Your task:
If a line in the entries below includes the string "letter", copy it out.
━━━ Source data
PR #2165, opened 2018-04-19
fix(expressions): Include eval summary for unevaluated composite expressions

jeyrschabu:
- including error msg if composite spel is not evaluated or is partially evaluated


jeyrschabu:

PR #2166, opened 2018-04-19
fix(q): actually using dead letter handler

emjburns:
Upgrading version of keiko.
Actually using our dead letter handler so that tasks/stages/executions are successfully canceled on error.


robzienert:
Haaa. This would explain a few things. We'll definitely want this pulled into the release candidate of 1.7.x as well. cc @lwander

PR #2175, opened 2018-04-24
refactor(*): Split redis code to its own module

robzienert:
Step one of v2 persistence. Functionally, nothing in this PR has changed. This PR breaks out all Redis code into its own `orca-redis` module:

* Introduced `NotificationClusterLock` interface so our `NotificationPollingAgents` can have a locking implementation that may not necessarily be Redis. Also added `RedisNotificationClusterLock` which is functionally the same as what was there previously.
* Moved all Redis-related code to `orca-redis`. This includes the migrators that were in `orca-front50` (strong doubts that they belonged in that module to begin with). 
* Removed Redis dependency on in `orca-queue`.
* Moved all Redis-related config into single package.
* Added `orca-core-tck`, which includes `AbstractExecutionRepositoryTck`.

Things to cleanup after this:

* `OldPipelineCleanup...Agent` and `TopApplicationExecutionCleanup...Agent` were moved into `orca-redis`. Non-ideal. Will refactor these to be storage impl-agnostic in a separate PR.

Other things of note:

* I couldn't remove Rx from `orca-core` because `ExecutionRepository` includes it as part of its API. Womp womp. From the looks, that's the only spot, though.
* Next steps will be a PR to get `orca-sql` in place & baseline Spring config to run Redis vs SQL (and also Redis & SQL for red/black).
━━━━━━
Response below:
fix(q): actually using dead letter handler
Actually using our dead letter handler so that tasks/stages/executions are successfully canceled on error.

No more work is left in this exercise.